--- START ---

PR #354, opened 2023-02-14
🧹Compress windows amd64 binary with upx

jaym:
This takes the size from 200MB to 50MB. It doesn't work for arm.

Some downsides may be that the binaries now take longer to start. Its also possible that this is more likely to trigger antivirus software.


arlimus (approved):
one small step, 
one giant leap in filesize

PR #358, opened 2023-02-16
🐛 fix incorrect bundle caching and checksums

arlimus:
1: I noticed that with the deprecated policy example data queries
   weren't pulled from the bundle. It turns out the code was treating
   checks and queries differently. Fixed that.

   Additionally, the bundle didn't cache the base objects. Bundles have
   a global space to expose shared queries. This is used for both
   embed-only queries as well as queries that are actually shared.
   However, the code was pushing import objects (i.e. a query that only
   has the MRN and nothing else) into the shared query space, instead of
   the actual query.

2: Checksums weren't recalculated when base queries were pulled in.
   Again, in most v8 cases this wasn't noticeable, but with v7 code this
   broke the policy execution.

   This PR introduces both a fix to checksums when queries are merged
   (just refresh it) as well as a sanity-check since these missing
   checksums are both devestating to the resolved policy and go by
   unnoticed.

Now with the v7 policy:

image

And with the v8 policy:

image

### DIFF
--- a/policy/hub.go
+++ b/policy/hub.go
@@ -319,22 +319,26 @@ func (s *LocalServices) ComputeBundle(ctx context.Context, mpolicyObj *Policy) (
 			}
 		}
 
+		// For all queries and checks we are looking to get the shared objects only.
+		// This is because the embedded queries and checks are already part of the
+		// policy and what the bundle represents in its toplevel Queries field is
+		// the collection of shared content (not its overrides). So the section
+		// below is all about adding the shared content only.
+
 		for i := range group.Queries {
 			query := group.Queries[i]
-			base, err := s.DataLake.GetQuery(ctx, query.Mrn)
-			if err == nil {
-				query.Merge(base)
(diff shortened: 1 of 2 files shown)


policy/hub.go
```diff
@@ -319,22 +319,26 @@ func (s *LocalServices) ComputeBundle(ctx context.Context, mpolicyObj *Policy) (
...
+		// policy and what the bundle represents in its toplevel Queries field is
+		// the collection of shared content (not its overrides). So the section
+		// below is all about adding the shared content only.
+
 		for i := range group.Queries {
 			query := group.Queries[i]
-			base, err := s.DataLake.GetQuery(ctx, query.Mrn)
-			if err == nil {
-				query.Merge(base)
+			if base, _ := s.DataLake.GetQuery(ctx, query.Mrn); base != nil {
```
jaym, line 330: does GetQuery only return errors if the query cannot be found?

jaym (approved):

PR #374, opened 2023-02-23
🐛 stabilize the order of v7 conversions

arlimus:
and also start to re-use sortedKeys in a few other places to sort keys

### DIFF
--- a/policy/deprecated_v7.go
+++ b/policy/deprecated_v7.go
@@ -14,12 +14,13 @@ import (
 // the old proto structures) in v9.
 
 // DeprecatedV7Conversions will find any v7 pieces in the bundle and convert
-// them to V8+
+// them to v8+
 func (p *Bundle) DeprecatedV7Conversions() {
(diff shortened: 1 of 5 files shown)


policy/deprecated_v7.go
```diff
@@ -390,8 +392,10 @@ func (s *DeprecatedV7_ScoringSpec) ApplyToV8(ref *explorer.Mquery) {
 
 func (d *DeprecatedV7_PolicySpec) ToV8() *PolicyGroup {
 	policies := make([]*PolicyRef, len(d.Policies))
-	i := 0
```
czunker, line 393: nit: I think, you should also remove the `i++` at the end of the three loops. Otherwise, it is confusing to read. At least it was to me.

arlimus: great catch, I missed that while converting

chris-rock (approved):
Thank you @arlimus

PR #376, opened 2023-02-23
🧹 update cnquery

chris-rock:


arlimus (approved):

chris-rock:
we do this change as part of #375 since it fixes the proto changes

PR #381, opened 2023-02-23
🐛 don't throw errors if queries in bundles activate

arlimus:
This is lost in translation, where it correctly errors when we try to modify a query that doesn't exist, but it incorrectly errors if the query exists in the bundle and users try to activate it. Typically we don't run into this case, but the edge-case are policies that were written in v7 and have an explicit action ACTIVATE set.


chris-rock (approved):
Thank you @arlimus

PR #382, opened 2023-02-23
⭐ add group types

arlimus:
This is one of the major new features in v8 that allows to be more intentional with how groups in policies work. The 3 major types are:

1. **chapters** - which group checks and queries together similar to how chapters work in e.g. a CIS or NIST policy
2. **imports** - which focus on importing other policies only; you can use chapters to use embedded or imported checks and queries, while imports help with pulling policies in without altering the structure
3. **overrides** - a way to add exceptions and other changes to existing policies and queries and checks

These types can be expanded in the future (e.g. we were talking about policy-level variants before, not just query-level), but it covers the most important types for this major release.


chris-rock (approved):
Thank you @arlimus

PR #387, opened 2023-02-25
🐛 fix copying errors in goreleaser for UBI containers

imilchev:
I copied some things that were not supposed to be in this repo and the release didn't work because of that


chris-rock (approved):
Thank you @imilchev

--- END ---

How to complete this task
Wherever the word "func" occurs in the data, copy that whole line.

Result
@@ -319,22 +319,26 @@ func (s *LocalServices) ComputeBundle(ctx context.Context, mpolicyObj *Policy) (
@@ -319,22 +319,26 @@ func (s *LocalServices) ComputeBundle(ctx context.Context, mpolicyObj *Policy) (
 func (p *Bundle) DeprecatedV7Conversions() {
@@ -390,8 +392,10 @@ func (s *DeprecatedV7_ScoringSpec) ApplyToV8(ref *explorer.Mquery) {
 func (d *DeprecatedV7_PolicySpec) ToV8() *PolicyGroup {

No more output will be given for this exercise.